A crucial meeting of European legislators next week could see MiFID II finalised, but industry practitioners are concerned the legislation may be rushed due to electoral pressures.
MiFID II was originally due to be agreed in principle by the end of 2013 but a series of disagreements have seen that deadline slip. The legislation is currently in the trialogue stage, which brings together the European Parliament, European Commission and Council of the European Union to settle on a final text.
Areas of MiFID II that have already been agreed during the four-month trialogue process include supervision of algorithms and curbs on high-frequency trading, a cap on dark pool trading and limits to the use of reference price waivers.
While the trialogue stage can continue indefinitely, both the European Parliament and European Commission are set to see their membership change this year, which would pose a significant setback to negotiations.
Members of the European Parliament are facing elections in May but are expected to leave Brussels as soon as February to begin campaigning. Christian Krohn, managing director at the Association for Financial Markets in Europe, said: “Gaining political agreement on the primary texts is clearly easier said than done and there is a risk that failure to reach agreement in the next month or so could delay this part of the process until after the European Parliament elections in May.”
The European Commission is also scheduled to be replaced in October and rumours suggest current European Commissioner responsible for MiFID, Michel Barnier, could be nominated by France as a candidate for European President, meaning further delays to agreeing MiFID II could result in the legislation being put on the back burner until next year.

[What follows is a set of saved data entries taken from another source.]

PR #726, opened 2024-09-04
Backwards reaching definitions

xeren:
This PR decouples an interface for `Dependency` and `UseDefAnalysis`, and adds an alternative implementation for it, `BackwardsReachingDefinitionsAnalysis` (BRDA).  It takes into account, that readers on uninitialized registers are unlikely, while final writers are frequent, although rarely useful.  This means, that the propagated data is smaller in BRDA, than in the existing forward-directed implementations.
The more noteworthy feature is, that I wrote it to support loops.  This means that it, as well as the dependent alias analysis could potentially be done before unrolling.


ThomasHaas:
`UseDefAnalysis` also supported loops. But I guess your new analysis might be more efficient?

xeren:
Yes, it should have the capabilities of both implementations and be more efficient.

ThomasHaas:
Also, why do you use `BranchEquivalence` rather than `ExecutionAnalysis`? I think the latter is more correct because it also considers that instructions may fail to execute.

ThomasHaas:
@hernanponcedeleon Do you remember on which benchmark `UseDefAnalysis` ran out of memory? I think you had some huge benchmarks where this was a problem. If so, it would be interesting to test this new analysis for efficiency.

dartagnan/src/main/java/com/dat3m/dartagnan/program/analysis/BackwardsReachingDefinitionsAnalysis.java
```diff
@@ -0,0 +1,388 @@
...
+            analysis.analyzeMust(branch);
+        }
+        return analysis;
+    }
+
+    public static BackwardsReachingDefinitionsAnalysis injectForProgram(Program program, Context analysisContext) {
+        final BranchEquivalence branch = analysisContext.get(BranchEquivalence.class);
+        final BackwardsReachingDefinitionsAnalysis analysis = forProgram(program, branch);
+        analysisContext.register(BackwardsReachingDefinitionsAnalysis.class, analysis);
+        analysisContext.register(ReachingDefinitionsAnalysis.class, analysis);
```
ThomasHaas, line 121: Why do you need to register the concrete class here? If not needed, I would prefer to move the registering to calling code so as to not break the pattern we have.

xeren:
> Also, why do you use BranchEquivalence rather than ExecutionAnalysis? I think the latter is more correct because it also considers that instructions may fail to execute.

Because the `cfImpliesExec` condition is only needed in the over approximation (the 'may' relation). `BranchEquivalence` on the other hand, more precisely the `areMutuallyExclusive` relation, is only needed in the under approximation (the 'conditionally-must' relation).  Since the later is optional, BE is not mandatory.

xeren:
By the way, using the analysis has the side effect, that final register encodings are omitted, if the register is not used by the spec.  This could be a small issue fixed.

ThomasHaas:
> > Also, why do you use BranchEquivalence rather than ExecutionAnalysis? I think the latter is more correct because it also considers that instructions may fail to execute.
> 
> Because the `cfImpliesExec` condition is only needed in the over approximation (the 'may' relation). `BranchEquivalence` on the other hand, more precisely the `areMutuallyExclusive` relation, is only needed in the under approximation (the 'conditionally-must' relation). Since the later is optional, BE is not mandatory.

I'm not sure I understand. It seems you could just use `ExecutionAnalysis.areMutuallyExclusive` in your code to both simplify it and be more accurate (in theory). Conceptually, when analysing dataflow you care about executed instructions rather than instructions in the control-flow.
It likely won't make a practical difference in your use-case, because the `ExecutionAnalysis` is based only on control-flow but I don't see why your analysis should be aware of that and "optimize" for it.

dartagnan/src/main/java/com/dat3m/dartagnan/program/analysis/BackwardsReachingDefinitionsAnalysis.java
xeren: It is indeed not required anywhere and can be removed.

hernanponcedeleon:
> This means, that the propagated data is smaller in BRDA, than in the existing forward-directed implementations.

Which part of our pipelines are (positively) affected by this? E.g., does the alias analysis potentially becomes more precise? Do we get smaller mayset in idd?

ThomasHaas:
I think this statement is not about precision but just about memory consumption. The forward-directed implementation kept information about (last) register writes even if those registers were never going to get used again.

xeren:
> Which part of our pipelines are (positively) affected by this? E.g., does the alias analysis potentially becomes more precise? Do we get smaller mayset in idd?

Compared to `UseDefAnalysis` and `Dependency`, the results of BRDA for any `RegReader` should be exactly the same.  So, any dependent analysis should be relatively unaffected, up until the encoder.  `idd` stays the same.  With *propagated data*, I just meant the internal updates of BRDA and `Dependency`.  At best, there could be side effects on BRDA's querying performance, based on the data layout I chose, i.e. the time it needs to fetch a list of writers.

Since `UseDefAnalysis` and `Dependency` are unused now, I probably should add the following options, before merging.
- `program.processing.loopBounds.useDefAnalysis` = {`FORWARD`, `BACKWARD`}
- `program.analysis.reachingDefinitions` = {`FORWARD`, `BACKWARD`}

ThomasHaas:
If the analysis work fine, I don't think we need to keep around the unused options.

hernanponcedeleon:
Keeping two implementations of the analysis might be good: if we encounter any example where one is too slow, we can try another (similar to what happened with the alias analysis and `wsq.c`). 

However, keeping options for each single pass making use of the analysis seems too fine-grained without much clear benefit. I would rather **always** use forward or **always** us backwards.

dartagnan/src/main/java/com/dat3m/dartagnan/program/analysis/BackwardsReachingDefinitionsAnalysis.java
```diff
@@ -0,0 +1,384 @@
...
+        final var analysis = new BackwardsReachingDefinitionsAnalysis();
+        final Set<Register> finalRegisters = new HashSet<>();
+        analysis.initialize(function, finalRegisters);
+        analysis.run(function, finalRegisters);
+        analysis.postProcess();
+        return analysis;
+    }
+
+    /**
+     * Analyzes an entire set of threads.
```
hernanponcedeleon, line 99: "an entire set of threads." -> "the entire program (after thread creation)" ... you are not passing any threads as parameter

dartagnan/src/main/java/com/dat3m/dartagnan/program/analysis/BackwardsReachingDefinitionsAnalysis.java
```diff
@@ -0,0 +1,384 @@
...
+     * <p>
+     * Optionally queries {@link ExecutionAnalysis} for pairs of writers appearing together in an execution.
+     * @param program Contains a set of threads to be analyzed.  Additionally-defined functions are ignored.
```
hernanponcedeleon, line 102: It sounds like the analysis is intended to be run only after threads has been created. If so, maybe we should add some check somewhere.

EDIT: Now I am confused. The comment says that functions are ignored, but below you have one case where you iterate over both threads and functions.

dartagnan/src/main/java/com/dat3m/dartagnan/program/analysis/BackwardsReachingDefinitionsAnalysis.java
```diff
@@ -0,0 +1,384 @@
...
+        final ExecutionAnalysis exec = analysisContext.get(ExecutionAnalysis.class);
+        final var analysis = new BackwardsReachingDefinitionsAnalysis();
+        final Set<Register> finalRegisters = finalRegisters(program);
+        for (Function function : program.isUnrolled() ? program.getThreads() :
+                Iterables.concat(program.getThreads(), program.getFunctions())) {
+            analysis.initialize(function, finalRegisters);
+            analysis.run(function, finalRegisters);
+        }
+        analysis.postProcess();
+        if (exec != null && program.isUnrolled()) {
```
hernanponcedeleon, line 116: Can `exec` really be null?

dartagnan/src/main/java/com/dat3m/dartagnan/program/analysis/BackwardsReachingDefinitionsAnalysis.java
```diff
@@ -0,0 +1,384 @@
...
+        @Override
+        public List<RegWriter> getMayWriters() {
+            return info.mayWriters.stream().filter(w -> w.getResultRegister().equals(register)).toList();
+        }
+
+        @Override
+        public List<RegWriter> getMustWriters() {
+            return info.mustWriters.stream().filter(w -> w.getResultRegister().equals(register)).toList();
+        }
+
```
hernanponcedeleon, line 177: What is the difference between may and must?

dartagnan/src/main/java/com/dat3m/dartagnan/program/analysis/BackwardsReachingDefinitionsAnalysis.java
```diff
@@ -0,0 +1,384 @@
...
+        for (Event event : function.getEvents()) {
+            if (event instanceof RegReader reader) {
+                final Set<Register> usedRegisters = new HashSet<>();
+                for (Register.Read read : reader.getRegisterReads()) {
+                    usedRegisters.add(read.register());
+                }
+                readerMap.put(reader, new ReaderInfo(usedRegisters));
+            }
+        }
+        readerMap.put(null, new ReaderInfo(finalRegisters));
```
hernanponcedeleon, line 228: Why not process everything in the same loop iteration? I don't see any dependency from the second loop tot eh first one.

Also, what are these `X.put(null, ...)` representing?

dartagnan/src/main/java/com/dat3m/dartagnan/program/analysis/BackwardsReachingDefinitionsAnalysis.java
```diff
@@ -0,0 +1,384 @@
...
+    }
+
+    private void run(Function function, Set<Register> finalRegisters) {
+        //For each register used after this state, all future users.
+        final State currentState = new State();
+        for (Register finalRegister : finalRegisters) {
+            final var info = new StateInfo();
+            info.mayReaders.add(null);
```
hernanponcedeleon, line 236: You are abusing the usage of `null` for some special purpose that is not clear to me at all. Is this really necessary?

dartagnan/src/main/java/com/dat3m/dartagnan/program/analysis/BackwardsReachingDefinitionsAnalysis.java
```diff
@@ -0,0 +1,384 @@
...
+            for (RegReader reader : entry.getValue().mayReaders) {
+                readerMap.get(reader).uninitialized.add(entry.getKey());
+            }
+        }
+    }
+
+    private void postProcess() {
+        // build the reverse association
+        for (Map.Entry<RegWriter, Readers> entry : writerMap.entrySet()) {
+            if (entry.getKey() == null) {
```
hernanponcedeleon, line 263: cant you do `entry.hasKey()`?

dartagnan/src/main/java/com/dat3m/dartagnan/program/analysis/BackwardsReachingDefinitionsAnalysis.java
```diff
@@ -0,0 +1,384 @@
...
+                mayWriters.add(entry.getKey());
+            }
+        }
+        final Comparator<RegWriter> byGlobalId = Comparator.comparingInt(RegWriter::getGlobalId);
+        for (Map.Entry<RegReader, ReaderInfo> entry : readerMap.entrySet()) {
+            entry.getValue().mayWriters.sort(byGlobalId);
+        }
+        // set the final flag
+        for (Readers writer : writerMap.values()) {
+            writer.mayBeFinal = writer.readers.remove(null);
```
hernanponcedeleon, line 278: once again passing null ...

dartagnan/src/main/java/com/dat3m/dartagnan/program/analysis/BackwardsReachingDefinitionsAnalysis.java
```diff
@@ -0,0 +1,384 @@
...
+            return true;
+        }
+        target.mayReaders = target.copyOnWrite ? new HashSet<>(target.mayReaders) : target.mayReaders;
+        target.copyOnWrite = false;
+        target.mayReaders.addAll(source.mayReaders);
+        return true;
+    }
+
+    private void analyzeMust(ExecutionAnalysis exec) {
+        // Require that function is unrolled.
```
hernanponcedeleon, line 363: Can this be programmatically checked? Maybe in the caller?

dartagnan/src/main/java/com/dat3m/dartagnan/program/analysis/BackwardsReachingDefinitionsAnalysis.java
ThomasHaas: The analysis can be run during processing where `ExecutionAnalysis` is not available, but it can also be run afterwards. In the former case it should subsume `UseDefAnalysis` and in the latter case `Dependency`.

dartagnan/src/main/java/com/dat3m/dartagnan/program/analysis/BackwardsReachingDefinitionsAnalysis.java
ThomasHaas:
```
r = 5;
if (*)
   r = 3;
x = r; // r=5 is may but not must. r=3 is must.
```

dartagnan/src/main/java/com/dat3m/dartagnan/program/analysis/BackwardsReachingDefinitionsAnalysis.java
ThomasHaas: The `null` entry is likely for reads from uninitialized registers.
I agree about the loop: either you merge them or you keep them and iterate over `getEvents(RegWriter.class)` resp. `getEvents(RegReader.class)` to skip the `instanceof` checks.

dartagnan/src/main/java/com/dat3m/dartagnan/program/analysis/BackwardsReachingDefinitionsAnalysis.java
ThomasHaas: There is no `hasKey`, is there? But technically, the entry is valid and just represents the special value of uninitialized registers.

dartagnan/src/main/java/com/dat3m/dartagnan/program/analysis/BackwardsReachingDefinitionsAnalysis.java
ThomasHaas: I would assume this is free because `ExecutionAnalysis` already assumes this. In fact, at this point in time we are only working over threads.

dartagnan/src/main/java/com/dat3m/dartagnan/program/analysis/BackwardsReachingDefinitionsAnalysis.java
```diff
@@ -0,0 +1,384 @@
...
+public class BackwardsReachingDefinitionsAnalysis implements ReachingDefinitionsAnalysis {
+
+    private final Map<RegReader, ReaderInfo> readerMap = new HashMap<>();
+    private final Map<RegWriter, Readers> writerMap = new HashMap<>();
+
+    @Override
+    public Writers getWriters(RegReader reader) {
+        Preconditions.checkNotNull(reader, "reader is null");
+        final ReaderInfo result = readerMap.get(reader);
+        Preconditions.checkArgument(result != null, "reader %s has not been analyzed.", reader);
```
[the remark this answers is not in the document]
xeren: Valid, if `reader.getFunction()` had been analyzed by `this`.  I considered more likely, that a user would try to query events of another function or program.

dartagnan/src/main/java/com/dat3m/dartagnan/program/analysis/BackwardsReachingDefinitionsAnalysis.java
ThomasHaas: Btw. do we get no must information at all without the `ExecutionAnalysis`?
Would a dominator tree analysis suffice to generate must information?

dartagnan/src/main/java/com/dat3m/dartagnan/encoding/WmmEncoder.java
```diff
@@ -390,16 +391,18 @@ public Void visitAddressDependency(DirectAddressDependency addrDirect) {
...
 
         private Void visitDirectDependency(Relation r) {
-            Dependency dep = context.getAnalysisContext().get(Dependency.class);
-            EncodingContext.EdgeEncoder edge = context.edge(r);
+            final ReachingDefinitionsAnalysis definitions = context.getAnalysisContext()
+                    .get(ReachingDefinitionsAnalysis.class);
+            final EncodingContext.EdgeEncoder edge = context.edge(r);
             encodeSets.get(r).apply((writer, reader) -> {
-                if (!(writer instanceof RegWriter rw)) {
+                if (!(writer instanceof RegWriter wr) || !(reader instanceof RegReader rr)) {
```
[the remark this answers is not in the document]
xeren: I have the parameter of `ReachingDefinitionsAnalysis.getWriters` be `RegReader` to clarify, that non-RegReaders never participate in this relation.  Also, that got rid of some IDE warnings about 'suspicious calls to [collection methods]' in the implementations.

dartagnan/src/main/java/com/dat3m/dartagnan/program/analysis/BackwardsReachingDefinitionsAnalysis.java
hernanponcedeleon: I thought both implementations were exactly the same (I missed the different usage of `mayWriters` and `mustWriters`), thus the question

dartagnan/src/main/java/com/dat3m/dartagnan/program/analysis/BackwardsReachingDefinitionsAnalysis.java
hernanponcedeleon: > The `null` entry is likely for reads from uninitialized registers. 

Whatever this is used for, it should be documented, I don't want someone reading the code to have to guess

dartagnan/src/main/java/com/dat3m/dartagnan/program/analysis/BackwardsReachingDefinitionsAnalysis.java
xeren: Yes, it is.  But to keep safe, I left this comment.

dartagnan/src/main/java/com/dat3m/dartagnan/program/analysis/BackwardsReachingDefinitionsAnalysis.java
```diff
@@ -209,14 +213,17 @@ public boolean mayBeFinal() {
...
+    private void initializeWriterMap(Collection<Event> events) {
+        for (Event event : events) {
             if (event instanceof RegWriter writer) {
                 writerMap.put(writer, new Readers());
             }
         }
-        writerMap.put(null, new Readers());
-        for (Event event : function.getEvents()) {
+        writerMap.put(INITIAL_WRITER, new Readers());
+    }
```
ThomasHaas, line 223: I don't like this change. I think the original request was not about saving a call to `function.getEvents`.
Just use `for (RegWriter writer : function.getEvents(RegWriter.class))`. You can even use `function.getEvents(RegWriter.class).foreach(w -> writerMap.put(w, new Readers())` if you prefer.

dartagnan/src/main/java/com/dat3m/dartagnan/program/analysis/BackwardsReachingDefinitionsAnalysis.java
xeren: Yep, since there are no dependencies, both versions are valid.  I consider my version better in terms of cache optimization, but not by much.

In `writerMap`, `null` stands for the initial writer(s).  In `readerMap`, it denotes the final reader(s).  Both cases don't have actual `Event` instances.  In this analysis, they behave *as if* they had.  For readability, I added named null constants.

dartagnan/src/main/java/com/dat3m/dartagnan/program/analysis/BackwardsReachingDefinitionsAnalysis.java
xeren: It does not exist, even in Java 22.

hernanponcedeleon:
Unless I missed something, not all comments were fixed. From the top of my head:
- we still have fine grained options that I don't like
- some of the preconditions / checks need to be streamlined

ThomasHaas (approved):
LGTM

Among the outstanding issues to be resolved are perimeter guidance, which concerns the final scope of the firms affected by MiFID II, and some provisions on commodity markets. Open access to central counterparties is also likely to prove a major sticking point in the coming weeks.
Alex McDonald, CEO of the Wholesale Markets and Brokers Association (WMBA), believes that time pressures will force trialogue participants to make concessions to ensure MiFID is pushed through.
“Although the debate around perimeter guidance still seems stuck, a recourse to the Regulation for the wholesale Energy Markets Integrity and Transparency (REMIT) leaves me confident that the outstanding commodity-related MiFID provisions will be resolved in next week’s trialogue session,” he said.
“With the European Parliament and the Commission both under time pressure and, in order to ensure the legislation is completed, it’s more likely that the Council will continue to gain sway on the outstanding issues.”
REMIT puts greater reporting obligations on firms trading in the wholesale energy market to prevent abuses and is due to be implemented this year and market participants in the commodity space will be affected by both MiFID and REMIT.
However, Andrew Bowley, head of business operations and risk at agency broker Instinet Europe, warned that rushing the trialogue process could result in damaging regulation.
“It is disappointing that uncertainty about the future market structure continues, and it should also be concerning that there has been such a long cycle between MiFID I and MiFID II; this suggests that future changes to the structure could be a long time in gestation. On the flip side though it is not helpful to the market to have changes that are not thoroughly considered,” he explained.
While some provisions might be rushed, McDonald suggested that national regulators would take responsibility for issues that cannot be finalised at the European level.
“A lot of unresolved provisions, such as those around the setting and monitoring of position management in commodity derivatives for example, may only be agreed in MiFID by derogation to national competent authorities, with the European Securities and Market Authority holding a coordination role,” he added.
While agreement on the final text of MiFID may be close, Krohn said that the lengthy implementation process means market participants are unlikely to have a full view of how market structure will change in the near term.
He said: “Even when the primary texts are agreed, a great deal of work will need to be done to develop the implementing measures necessary to give them effect, so regulatory uncertainty will remain a key feature of 2014 and beyond.”